Odczucie zimnych stóp i dłoni czy problemy z pamięcią mogą być skutkiem sposobu, w jaki oddychamy. O tym, jak oddech może powodować (a także naprawiać!) bałagan w ciele oraz w emocjach, dowiesz się z trzeciego odcinka cyklu rozmów Agnieszki Rostkowskiej z trenerką oddechu Sandrą Osipiuk-Sienkiewicz.
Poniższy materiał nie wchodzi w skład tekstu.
Issue #385, opened 2019-04-09
Unicorn tuning


Matt-Yorkley:
Much like our default Postgres configuration, it looks like there are some Unicorn tuning options we could look at that are recommended for running Rails on production servers.

The main ones are:

- [x] Set `worker_processes` to around 3-4 (we're trialling this in UK and AUS). 
- [x] Use the `preload_app` feature. It seems to be universally recommended for speeding up production environments, and enables ruby's copy-on-write features.
- [x] Use the `unicorn-worker-killer` gem to automatically clean up worker processes between requests to reduce issues from memory leaks.

Notes:
https://devcenter.heroku.com/articles/rails-unicorn
https://blog.codeship.com/heroku-unicorn/
https://docs.gitlab.com/ee/administration/operations/unicorn.html
https://www.digitalocean.com/community/tutorials/how-to-optimize-unicorn-workers-in-a-ruby-on-rails-app

sauloperez:
I used `unicorn-worker-killer` in the past and that helped mem usage of unicorns to be consistent. I'd like however to check first whether this is a problem for us. #datadriven

mkllnk:
`preload_app` sounds like an excellent idea. That should save some memory.

I wouldn't go for the unicorn-worker-killer though because we don't have any memory leaks. We used to achieve a similar thing with monit which would kill workers when they ran over a memory limit but that was a pain. The configuration needs adjusting regularly.

A long-running unicorn worker occupies more memory than a freshly started one. But that is because it cached a few things which makes it faster to respond. Restarting wipes out that advantage and is additional load on the server.

The memory usage of our workers grows initially but then stays stable:
![Screenshot from 2019-07-18 11-20-18](https://user-images.githubusercontent.com/3524483/61422245-34ce7680-a94e-11e9-907e-326b58517e9e.png)

The dips are unicorn restarts. There is a clear upper limit to the memory usage (= no leak). The big drop is reducing our workers from 6 to 3 because of the concurrent checkout issue.

sauloperez:
so then we can focus or more cost-effective things than `unicorn-worker-killer`.

Matt-Yorkley:
Sounds good. I'll leave this issue open for implementing `preload_app` then.

sauloperez:
Wouldn't it be better to create a separate issue for it with the required details of what needs to be done?

Matt-Yorkley:
[...]

PR #471, opened 2019-07-13
Symlink issue

Matt-Yorkley:
We previously had a bug related to symlinks that meant files were not being backup up correctly in the /rollbacks directory. The change applied to fix it broke the way images are symlinked into the /current directory, but only affected instances that don't use S3, and probably only became apparent after 2 deploys.

I've made some adjustments and added some additional tests to ensure it doesn't happen again and both issues are resolved.

### DIFF
--- a/roles/deploy/tasks/deploy.yml
+++ b/roles/deploy/tasks/deploy.yml
@@ -2,10 +2,13 @@
 
 # Build codebase
 
-- name: remove the old build path
+- name: remove the old build paths
   file:
-    dest: "{{ build_path }}"
+    dest: "{{ item }}"
     state: absent
+  with_items:
+    - "{{ build_path }}"
+    - "{{ current_path }}"
   tags: clone
 
 - name: build codebase from git branch
@@ -62,8 +65,10 @@
 
 # Move new build into place
 
-- name: copy build to current
-  command: cp -TLr {{ build_path }} {{ current_path }}
+- name: move build to current
+  command: mv {{ build_path }} {{ current_path }}
+  args:
+    removes: "{{ build_path }}"
   changed_when: True
 
 # Update the database
--- a/roles/deploy/tasks/main.yml
+++ b/roles/deploy/tasks/main.yml
@@ -1,7 +1,13 @@
 --- # Deploy
 
+- name: Check if app is deployed
+  stat:
+    path: "{{ current_path }}/"
+  register: current_path_check
+
 - name: Handle rollbacks
   import_tasks: rollbacks.yml
+  when: current_path_check.stat.exists
   tags: rollbacks
 
 - name: Deploy
--- a/roles/deploy/tasks/rollbacks.yml
+++ b/roles/deploy/tasks/rollbacks.yml
@@ -39,10 +39,8 @@
   args:
     creates: "{{ releases_path }}/{{ timestamp }}.sql.gz"
 
-- name: create a repo rollback version
-  command: mv {{ current_path }} {{ rollback_path }}
-  args:
-    removes: "{{ current_path }}"
+- name: create a repo rollback version # noqa 301
+  command: cp -TLr {{ current_path }} {{ rollback_path }}
   register: new_rollback
 
 - name: create a repo backup version
--- a/tests/deploy/setup.yml
+++ b/tests/deploy/setup.yml
@@ -1,0 +1,19 @@
+---
+- name: setup
+  hosts: ofn_servers
+  remote_user: "{{ user }}"
+
+  tasks:
+    - name: setup | deploy | add dummy product image directory
+      become: yes
+      become_user: "{{ unicorn_user }}"
+      file:
+        path: "{{ shared_path }}/spree/products/123/"
+        state: directory
+
+    - name: setup | deploy | add dummy product image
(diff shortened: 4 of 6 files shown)


roles/deploy/tasks/deploy.yml
```diff
@@ -2,10 +2,13 @@
 
 # Build codebase
 
-- name: remove the old build path
+- name: remove the old build paths
```
sauloperez: should we name it `previous release paths`? we use the term `build` already for one of them, so it might lead to confusion.

kristinalim:
@Matt-Yorkley Have you tried deploy to a staging server with these changes? I moved to Test Ready for now.

Matt-Yorkley:
I uploaded an image on Katuma staging and deployed this there. It didn't work the first time, but I tried again and it worked the second time... :thinking:

Matt-Yorkley:
Yeah, it's a quick fix. I wanted it working before any more servers are deployed.

> There can be several seconds between removing `current` and replacing it with `build`. That's downtime.

I think the unicorn workers keeps the whole app in memory, so changes in `current` don't take effect until unicorn is reloaded at the end.

> `cp -TLr` copies everything into `current` preserving all current assets. This reduces downtime because during copying and before unicorn reload all old assets are still available. But since it dereferences symlinks, it's probably the cause of the lost images as well.

We were doing this when copying `build` to `current` (which was incorrect) that's what caused the issue because symlinks in `current` were broken. It's now only doing `cp -TLr` when copying from `current` to `rollback`, so the rollback includes full copies of any symlinked files, but `current` should have it's symlinks preserved (which is what we want).

> I'm also wondering about image storage separately. If we copy or move folders around, they could get out of sync if someone is uploading or deleting images during deploy. So, uploaded assets should be in a shared/symlinked folder to avoid downtime and ensure consistency.

That's what we do already, the images are always going to a single shared/symlinked folder. It should be working now.

mkllnk:
> I think the unicorn workers keeps the whole app in memory, so changes in current don't take effect until unicorn is reloaded at the end.

Not the whole app. Views and assets are not kept in memory.

What do you think about my idea of rewriting unicorn.rb and using a releases folder?

Matt-Yorkley:
I agree there's definitely some optimisations we can make here with the switch from `build` to `current`, and the `releases-old` folder. Do we really need to write a new `unicorn.rb` for each release though? I didn't get that part. 

@sauloperez is keen to use `capistrano` for this, I think that might be a good move. It's basically what you suggested @mkllnk, but handled by a popular and well-written Ansible role that's designed for this purpose.

I think if we start looking at unicorn we should take a look at enabling the `preload_app` feature: https://github.com/openfoodfoundation/ofn-install/issues/385

sauloperez:
You read my mind @Matt-Yorkley. I have the feeling we are overengineering things for a problem that's been solved long ago.

My conclusion: let's adopt Ansistrano Deploy and focus on what makes OFN different.

Matt-Yorkley:
We should keep an eye on this: https://github.com/openfoodfoundation/ofn-install/pull/471#issuecomment-511540993

I'm also wondering if we'll need to run that command to pick up orphaned images from the releases folders one last time after deploying with this. The "new" current folder should have functioning symlinks, but the "old" one that gets displaced could have images that won't be in the shared folders...

sauloperez:
Screenshot from 2019-07-23 15-38-24

Do we need any extra reason to adopt Ansistrano?

sauloperez:
I gave it a try in katuma staging as well, to fully grasp it. I think it's ready so I'll provision and deploy v2.2.1 on Katuma tomorrow morning.

sauloperez:
I deployed it and as expected images where not available since they were still in `releases-old/` and not in `shared/`. Running:

```sh
cp -r releases-old/*/public/spree/products/* current/public/spree/products/
cp -r releases-old/*/public/images/enterprises/* current/public/images/enterprises/
```

fixed it. Scrolling in `/admin/products` I only see the lost images I saw last time (I haven't communicated with that user yet :see_no_evil: ).

So, we're missing CAN to fully fix this.

kristinalim:
Thanks for the additional pointers, @sauloperez.

I've already provisioned and deployed to Germany, which is also affected by this issue. For reference, what I did differently:

1. Used the `-n` option when copying files into `current/`, so that existing files are not overwritten by possibly outdated files in `releases-old/`.
2. Because the oldest release backup is lost after deployment, I already copied the files from the old releases into `current/` before deploying. I did this starting from the oldest backup, but because of the `-n` argument above I realized it would have been better if I started with the most recent backup...
3. After deployment, copied the files without `-n` from the new backup into the shared directory.

mkllnk:
Great strategy @kristinalim. :clap:

kristinalim:
This has already been done in Canada too. :heavy_check_mark: 

Noting that the new shared directories and their contents should be owned by the user and group `openfoodnetwork`. There was a permission error when I first tried to provision because some of the directories previously manually copied (as temporary fix) were owned by `ofn-admin`. The solution was to do a recursive `chown`, e.g.:

```sh
# As ofn-admin
sudo chown -R openfoodnetwork.openfoodnetwork shared/spree
```

PR #473, opened 2019-07-16
Remove old host_vars no one uses anymore

sauloperez:
Anyone using `local.ofn.org`?


enricostano:
> Was it used in the old LXC setup?

Yep.

PR #484, opened 2019-07-26
Au updates

mkllnk:
This is the config used during the last deploy.

### DIFF
--- a/inventory/host_vars/prod2.openfoodnetwork.org.au/config.yml
+++ b/inventory/host_vars/prod2.openfoodnetwork.org.au/config.yml
@@ -9,11 +9,10 @@ mail_domain: openfoodnetwork.org
 
 # Optional list of subdomains to register in letsencrypt certificate
 # Defaults to {{ domain }} if list is undefined
-#
-#certbot_domains:
-#  - openfoodnetwork.org.au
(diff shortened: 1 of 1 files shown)


inventory/host_vars/prod2.openfoodnetwork.org.au/config.yml
```diff
@@ -9,18 +9,17 @@ mail_domain: openfoodnetwork.org
...
 # Defaults to {{ domain }} if list is undefined
-#
-#certbot_domains:
-#  - openfoodnetwork.org.au
-#  - www.openfoodnetwork.org.au
-#  - prod2.openfoodnetwork.org.au
+certbot_domains:
+  - openfoodnetwork.org.au
+  - www.openfoodnetwork.org.au
+  - prod2.openfoodnetwork.org.au
```
sauloperez: has this ever existed? I mean, are there links out there in the wild that we might need to maintain?

mkllnk: It has existed during migration to the new server. But there shouldn't be any links to this out there. I can be handy for the next migration to a new server though. While domains are changing and nameservers deliver differing responses, we can use nginx's proxy to point to the right server.

PR #485, opened 2019-07-27
Enable use of nginx or postgres logging separately

Matt-Yorkley:
Separates nginx and postgres logging via datadog so they can be enabled individually.


sauloperez:
For those who wonder, during the UK downtime's last week, the current PostgreSQL logging generated a ton of useless logs. All we inferred from logs came from Nginx's ones.

Matt-Yorkley:
This is tested and live on UK prod.

PR #486, opened 2019-07-29
Automate the deployment of v2

sauloperez:
Automates the manual steps detailed in https://github.com/openfoodfoundation/ofn-install/wiki/Deployment-of-v2. While human need focus and commit mistakes, computers are fast and
reliable and can also be audited.

Better late than nothing :sweat_smile:

### DIFF
--- a/playbooks/v2_deploy.yml
+++ b/playbooks/v2_deploy.yml
@@ -1,0 +1,88 @@
+---
+
+- name: v2 deploy
+  hosts: ofn_servers
+  remote_user: "{{ user }}"
+  become: yes
+  become_user: "{{ unicorn_user }}"
+
+  roles:
+    # Include and enable only
+    - role: maintenance_mode
+      become: yes
+      become_user: root
+
+  handlers:
+    - include: ../roles/shared_handlers/handlers/main.yml
+
+  tasks:
+    - block:
+      - name: stop unicorn
+        service:
+          name: unicorn_{{ app }}
+          state: stopped
+        become: yes
+        become_user: root
+
+      - name: stop delayed job
+        service:
+          name: delayed_job_{{ app }}
+          state: stopped
+        become: yes
+        become_user: root
+
+      - include_role:
+          name: deploy
+
+      - meta: flush_handlers # Ensure handlers run successfully before reporting success
+
+      - name: refresh products cache
+        command: "{{ bundle_path }} exec rake ofn:cache:warm_products"
+        args:
+          chdir: "{{ current_path }}"
+
+      # Include and disable only
+      - name: disable maintenance mode
+        file:
+          dest: "/etc/nginx/maintenance.html"
+          state: absent
+        become: yes
+        become_user: root
+
+      - name: Notify Slack of successful deployment
+        slack:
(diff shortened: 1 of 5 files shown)


sauloperez:
It run successfully in staging.katuma.org. Going for production in US :construction_worker_woman:  :construction:

sauloperez:
Now just imagine if we had automated this before and had a way to schedule ansible jobs... the whole roll-out can be done automatically in a weekly basis :see_no_evil:

playbooks/v2_deploy.yml
```diff
@@ -0,0 +1,87 @@
...
+      - meta: flush_handlers # Ensure handlers run successfully before reporting success
+      - name: refresh products cache
+        command: "{{ bundle_path }} exec rake ofn:cache:warm_products"
+        args:
+          chdir: "{{ current_path }}"
+
+      # Include and disable only
+      - name: disable maintenance mode
+        file:
+          dest: "/etc/nginx/maintenance.html"
```
Matt-Yorkley: You shouldn't delete this file, it stays there permanently. To disable maintenance mode, run the role again with the `disable_maintenance` variable defined/true.

playbooks/v2_deploy.yml
```diff
@@ -0,0 +1,87 @@
...
+          state: absent
+        become: yes
+        become_user: root
+
+      - name: Notify Slack of successful deployment
```
sauloperez: @Matt-Yorkley should we turn these into a role?

Matt-Yorkley: Yeah, it might be nice to extract this stuff now. It's still quite specific to the deploy role, so maybe we could just put these tasks in `roles/deploy/tasks/success.yml` (and failure.yml) and use it where needed with: 
```
-  name: success messages
   include_role:
     name: deploy
     tasks_from: success.yml
```
What do you think?

Matt-Yorkley:
Yeah, it would have been great to do this before... :see_no_evil: 

#AutomateAllTheThings

playbooks/v2_deploy.yml
Matt-Yorkley: Or we could do something similar, but arranged like: `roles/notifications/tasks/deploy_success.yml`,  `roles/notifications/tasks/deploy_failure.yml`,  `roles/notifications/tasks/provision_success.yml` ...?

sauloperez:
Done in US :heavy_check_mark: It felt soooo good seeing the maintenance page, then Ansible executing the cache refresh and finally the site back again :heart:

sauloperez:
@Matt-Yorkley I read your comments after adding my second commit. What are your thoughts about it? I don't mind switching to your proposal.

playbooks/v2_deploy.yml
sauloperez: Considering this will die as soon as we deploy v2 to AU it might be better to wait until next time we end up duplicating it, agree?

sauloperez:
that's a very good idea @luisramos0 . Something to be aware of is that it also refreshes the cache, which might not be needed for the next big thing.

Matt-Yorkley:
I like it :+1:

sauloperez:
Thanks guys! addressed and merging.

PR #1095, opened 2025-01-18
Remove unnecessary return definitions

meooow25:
The default return=pure works and we are long past the Functor-Applicative-Monad Proposal.


meooow25:
I was about to remove Seq's `(>>) = (*>)` but realized that the default is unfortunately not that but `m >> k = m >>= \_ -> k`. \*sigh\*

treeowl:
> I was about to remove Seq's `(>>) = (*>)` but realized that the default is unfortunately not that but `m >> k = m >>= \_ -> k`. *sigh*

It's not at all unusual to have to write `(*>) = (>>)` either. Thinking is unfortunately required for these.

treeowl (approved):

PR #1097, opened 2025-01-24
Modernize the cabal file

meooow25:
* Set cabal-version to 2.2
* Set license to the right SPDX identifier
* Drop old -fwarn flags which are included in -Wall (since GHC 9.2)
* Move changelog.md to extra-doc-files
* Add homepage
* Tweak source repo location

### DIFF
--- a/containers-tests/containers-tests.cabal
+++ b/containers-tests/containers-tests.cabal
@@ -31,7 +31,7 @@ tested-with:
 
 source-repository head
   type:     git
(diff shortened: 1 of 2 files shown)


treeowl:
The only thing I question is moving the changelog. Why are we doing that? Don't people expect to find it at the top?

treeowl:
Never mind! I understand now.

treeowl (approved):

PR #1098, opened 2025-01-25
Drop "amortized" in docs where it doesn't apply

meooow25:


treeowl (approved):
Dunno how those ever snuck in.

PR #1099, opened 2025-01-26
Fix the ReadTheDocs setup

### LINKED ISSUE #1090: ReadTheDocs builds are failing

meooow25:
* Fix Sphinx and sphinx-rtd-theme versions and update the code to make it work.
* Use sphinx-rtd-theme instead of alabaster. This makes the appearance consistent with GHC and Cabal RTD.

Fixes #1090


meooow25:
Works! https://readthedocs.org/projects/haskell-containers/builds/26971807/

PR #1106, opened 2025-02-15
some fixes to the short example

ninioArtillero:


meooow25 (approved):
A bit unfortunate that `index` has an unusual order, but it's just always been that way.

ninioArtillero:
We could say the same about society, but in that case we don't really know how long it's been like that. Anyway, backwards compatibility is very much like honoring the ancestors.

meooow25:
Thanks for the fix!

ninioArtillero:
My pleasure and honor!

Czytaj również pierwszy odcinek cyklu: Wyoddychaj sobie zdrowie
Czytaj również drugi odcinek cyklu: Wyoddychaj sobie spokój
Agnieszka Rostkowska: Jogini czy inni adepci wschodnich systemów uważają, że każdy człowiek rodzi się z określoną liczbą oddechów i długość jego życia zależy od tego, jak szybko je wykorzysta. Czy zachodnia nauka potwierdza, że im wolniej oddychamy, tym lepiej?
Sandra Osipiuk-Sienkiewicz: Norma medyczna zakresu częstotliwości oddychania jest szeroka: od 10 do 20 oddechów na minutę. To dlatego, że oddech musi odpowiedzieć na aktualne zapotrzebowanie metaboliczne, emocjonalne i czynnościowe, a więc na to, czym się zajmujemy oraz jaki tryb życia prowadzimy. A to jest bardzo indywidualne. Natomiast kiedy dążymy do stanu głębokiego relaksu, za najkorzystniejszą uznaje się częstotliwość około sześciu oddechów na minutę.